What the exercise asks → Write every entry out again, exactly as given.

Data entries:
┄┄┄┄┄┄┄┄┄┄

PR #658, opened 2017-06-16
Change dp::is_clean to return a bool instead of int

jwillemsen:
See issue #571

### DIFF
--- a/dds/DCPS/DomainParticipantImpl.cpp
+++ b/dds/DCPS/DomainParticipantImpl.cpp
@@ -163,7 +163,7 @@ DomainParticipantImpl::delete_publisher(
     return DDS::RETCODE_ERROR;
   }
 
-  if (the_servant->is_clean() == 0) {
+  if (!the_servant->is_clean()) {
     ACE_ERROR((LM_ERROR,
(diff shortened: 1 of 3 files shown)


dds/DCPS/DomainParticipantImpl.cpp
```diff
@@ -1747,22 +1747,22 @@ DomainParticipantImpl::create_new_topic(
...
+  bool sub_is_clean = subscribers_.empty();
+  bool topics_is_clean = topics_.size() == 0;
 
   if (!TheTransientKludge->is_enabled()) {
     // There are four topics and builtin topic subscribers
     // left.
 
-    sub_is_clean = sub_is_clean == 0 ? subscribers_.size() == 1 : 1;
-    topics_is_clean = topics_is_clean == 0 ? topics_.size() == 4 : 1;
+    sub_is_clean = !sub_is_clean ? subscribers_.size() == 1 : true;
```
mitza-oci: Not part of your change, but shouldn't this be checking if Built-In Topics are enabled before assuming one subscriber and four topics?

jwillemsen: Maybe make a new issue to check later?

PR #659, opened 2017-06-16
Attempt to fix a problem in versioned namespace build

mitza-oci:


jwillemsen:
This looks risky because another product (fe ACE or TAO) could also have a Version.h and we could pickup that version. Using dds/Version.h makes sure we get the OpenDDS version.h

mitza-oci:
`#include "Version.h"` finds the file Version.h either in the directory of the file doing the including (which is found first), or if it's not found there, in one of the system or -I directories.

https://gcc.gnu.org/onlinedocs/gcc-7.1.0/cpp/Search-Path.html#Search-Path

jwillemsen:
ok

┄┄┄┄┄┄┄┄┄┄

Solution to this problem →
PR #658, opened 2017-06-16
Change dp::is_clean to return a bool instead of int

jwillemsen:
See issue #571

### DIFF
--- a/dds/DCPS/DomainParticipantImpl.cpp
+++ b/dds/DCPS/DomainParticipantImpl.cpp
@@ -163,7 +163,7 @@ DomainParticipantImpl::delete_publisher(
     return DDS::RETCODE_ERROR;
   }
 
-  if (the_servant->is_clean() == 0) {
+  if (!the_servant->is_clean()) {
     ACE_ERROR((LM_ERROR,
(diff shortened: 1 of 3 files shown)


dds/DCPS/DomainParticipantImpl.cpp
```diff
@@ -1747,22 +1747,22 @@ DomainParticipantImpl::create_new_topic(
...
+  bool sub_is_clean = subscribers_.empty();
+  bool topics_is_clean = topics_.size() == 0;
 
   if (!TheTransientKludge->is_enabled()) {
     // There are four topics and builtin topic subscribers
     // left.
 
-    sub_is_clean = sub_is_clean == 0 ? subscribers_.size() == 1 : 1;
-    topics_is_clean = topics_is_clean == 0 ? topics_.size() == 4 : 1;
+    sub_is_clean = !sub_is_clean ? subscribers_.size() == 1 : true;
```
mitza-oci: Not part of your change, but shouldn't this be checking if Built-In Topics are enabled before assuming one subscriber and four topics?

jwillemsen: Maybe make a new issue to check later?

PR #659, opened 2017-06-16
Attempt to fix a problem in versioned namespace build

mitza-oci:


jwillemsen:
This looks risky because another product (fe ACE or TAO) could also have a Version.h and we could pickup that version. Using dds/Version.h makes sure we get the OpenDDS version.h

mitza-oci:
`#include "Version.h"` finds the file Version.h either in the directory of the file doing the including (which is found first), or if it's not found there, in one of the system or -I directories.

https://gcc.gnu.org/onlinedocs/gcc-7.1.0/cpp/Search-Path.html#Search-Path

jwillemsen:
ok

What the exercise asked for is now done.